Posted by jnsgruk 3 days ago
If you’re doing that sort of work, you also shouldn’t use pre-compiled PyPi packages for the same reason - you leave a ton of performance on the table by not targeting the micro-architecture you’re running on.
That said, most of those packages will just read the hardware capability from the OS and dispatch an appropriate codepath anyway. You maybe save some code footprint by restricting the number of codepaths it needs to compile.
There’s also the difference between being able to run and being able to run optimised. At least 5 years ago, the Ubuntu/Debian builds of FFTW didn’t include the parallelised OpenMP library.
In a past life I did HPC support and I recommend the Spack package manager a lot to people working in this area because you can get optimised builds with whatever compiler tool chain and options you need quite easily that way.

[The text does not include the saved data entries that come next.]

PR #7306, opened 2024-11-01
feat: sway programming language

ribru17:
https://github.com/FuelLabs/sway

### DIFF
--- a/queries/sway/highlights.scm
+++ b/queries/sway/highlights.scm
@@ -1,0 +1,336 @@
+(type_identifier) @type
+
+(identifier) @variable
+
+(field_identifier) @variable.member
+
+(escape_sequence) @string.escape
+
+(primitive_type) @type.builtin
+
+(boolean_literal) @boolean
+
+(integer_literal) @number
+
+(float_literal) @number.float
+
+(char_literal) @character
+
+; -------
+; Paths
+; -------
+(use_declaration
+  argument: (identifier) @module)
+
+(use_wildcard
+  (identifier) @module)
+
+(mod_item
+  name: (identifier) @module)
+
+(scoped_use_list
+  path: (identifier)? @module)
+
+(use_list
+  (identifier) @module)
+
+(use_as_clause
+  path: (identifier)? @module
+  alias: (identifier) @module)
+
+; ---
+; Remaining Paths
+; ---
+(scoped_identifier
+  path: (identifier)? @module
+  name: (identifier) @module)
+
+(scoped_type_identifier
+  path: (identifier) @module)
+
+[
+  "*"
+  "'"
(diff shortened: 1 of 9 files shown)


queries/sway/highlights.scm
```diff
@@ -0,0 +1,336 @@
...
+    (type_identifier) @constructor
+    (scoped_type_identifier
+      name: (type_identifier) @constructor)
+  ])
+
+; ---
+; Other PascalCase identifiers are assumed to be structs.
+; ---
+((identifier) @type
+  (#match? @type "^[A-Z]"))
```
clason, line 309: You should know better ;)

ribru17: Yeah, I was wondering about whether to remove though because e.g. rust has many such captures? I should mention this language is nearly identical to rust (but doesn't inherit it annoyingly). Seems weird to arbitrarily disallow these kinds of queries while many languages still have them

clason: I was referring to the `#match?` itself...

(I agree that we should remove the "capital convention" everywhere or nowhere -- with a personal preference for "everywhere"; the point of tree-sitter is that we can do better than that kind of drunk aiming.)

ribru17: Oh oops :laughing: thank you

ribru17:
Gonna add indents soon

queries/sway/highlights.scm
```diff
@@ -0,0 +1,336 @@
...
+  "&" @keyword.modifier)
+
+(self_parameter
+  "&" @keyword.modifier)
+
+; -------
+; Guess Other Types
+; -------
+((identifier) @constant
+  (#lua-match? @constant "^[A-Z][A-Z%d_]*$"))
```
clason, line 268: As talked about before, I _really_ want to do away with these "convention captures" -- with tree-sitter, we should be able to do better.

This is not specific to this language, of course, but I'm wondering if at some point we should stop adding new ones even before removing the old ones?

clason: And obviously not a blocker; just food for thought.

ribru17: Sure, that makes sense. Personally I think in that case we should stop allowing these queries for new languages, although maybe this could be a special case since the language is so similar to rust. Maybe would make more sense to remove them here at the time of removing the rust ones (which maybe would be when removing all of them?)

clason: Sure, as I said, don't want to block this!

clason:
@ribru17 `tree-sitter generate` fails for this grammar (bad regex); this is something we have to check (manually) before adding -- another item for the pr template!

If you do a typical: "cmake . && make install" then you will often miss compiler optimisations. There's no standard across different packages so you often have to dig into internals of the build system and look at the options provided and experiment.

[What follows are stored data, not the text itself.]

PR #7309, opened 2024-11-02
fix(wgsl): indent for multiline type constructor and function call expression

ganhaque:


ribru17:
Would you mind adding a few new line tests just in case? You can see e.g. the swift example: https://github.com/nvim-treesitter/nvim-treesitter/blob/38c12cb9ac8e1c547a8472c87df9e9d7c8b1af0d/tests/indent/swift_spec.lua#L15

ribru17:
Also would be nice to say in the description of the PR that this change closes your issue :)

ganhaque:
This is not related to the parameter list indent issue.

I'm not familiar with the new line tests. What is the `on_line` in the new_line test for?

ribru17:
> This is not related to the parameter list indent issue.

Ah, my mistake

> I'm not familiar with the new line tests. What is the `on_line` in the new_line test for?

Basically just testing that, if you add the specified text after <on_line>, the indent is correct

PR #7312, opened 2024-11-02
chore: fix typing in parsers.lua

ribru17:
This commit gets rid of ~300 unnecessary Lua_LS warnings.


clason:
Is it worth that for the (essentially frozen) master branch?

ribru17:
Then let's not

clason:
(I would have accepted "yes", for the record.)

ribru17:
Meh I'd rather not introduce even a tiny bit more difficulty into your workflow. Warnings are just warnings :)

Typically if you compile a C/C++/Fortran .cpp/.c/.fXX file by hand, you have to supply arguments to instruct the use of specific instruction sets. -march=native typically means "compile this binary to run with the maximum set of SIMD instrucitons that my current machine supports" but you can get quite granular doing things like "-march=sse4,avx,avx2" for either compatibility reasons or to try out subsets.
> As a result, we’re very excited to share that in Ubuntu 25.10, some packages are available, on an opt-in basis, in their optimized form for the more modern x86-64-v3 architecture level
> Previous benchmarks we have run (where we rebuilt the entire archive for x86-64-v3 57) show that most packages show a slight (around 1%) performance improvement and some packages, mostly those that are somewhat numerical in nature, improve more than that.

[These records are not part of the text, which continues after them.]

PR #249, opened 2016-01-07
Add description for create method in compose-tree-locations api

bliuredhat:
JIRA: PDC-1278

### DIFF
--- a/pdc/apps/release/models.py
+++ b/pdc/apps/release/models.py
@@ -308,7 +308,6 @@ class Variant(models.Model):
         }
 
 
-@receiver(signals.rpc_release_clone_component)
 @receiver(signals.release_clone)
 def clone_variants(sender, request, original_release, release, **kwargs):
     """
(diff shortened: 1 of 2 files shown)


bliuredhat:
@simozhan  and @ycheng-aa ; please review this patch~!

simozhan:
Actually i am thinking this is not a bug(Sorry for not catching your meaning before). When you create a compose/variant/arch/location, compose/variant/arch combo should be already exist, if compose/variant/arch/location already exists, we don't need to create it, right?

bliuredhat:
@simozhan , yes, it's not bug; just the description is not clear.
And we all know; {compose}/{variant}/{arch}/{location} these 4 paras all are existed and the combo is unique.

simozhan:
@bliuredhat i think the description is ok as well. you don't need to emphasize that {compose}/{variant}/{arch}/{location} is unique, because they are unique together, if there is already the resource, framework will raise something like "* The fields compose, variant, arch, location must make a unique set.". if there is no location, framework will raise something like""* 'Test55' is not allowed value. Use one of 'NAY', 'BRQ', 'PEK', 'Test1', 'Test2'. if there is no combination for "{compose}/{variant}/{arch}", our code will raise error "The combination with compose %s, variant %s, arch %s does not exist". So the description is to tell the user, the combination must exist, not only compose, variant, arch exists independently.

1. https://riscv.atlassian.net/wiki/spaces/HOME/pages/16154732/... 2. https://developer.arm.com/documentation/dui0801/h/A64-Floati...
I couldn't run something from NPM on a older NAS machine (HP Microserver Gen 7) recently because of this.
To me hwcaps feels like a very unfortunate feature creep of glibc now. I don't see why it was ever added, given that it's hard to compile only shared libraries for a specific microarch, and it does not benefit executables. Distros seem to avoid it. All it does is causing unnecessary stat calls when running an executable.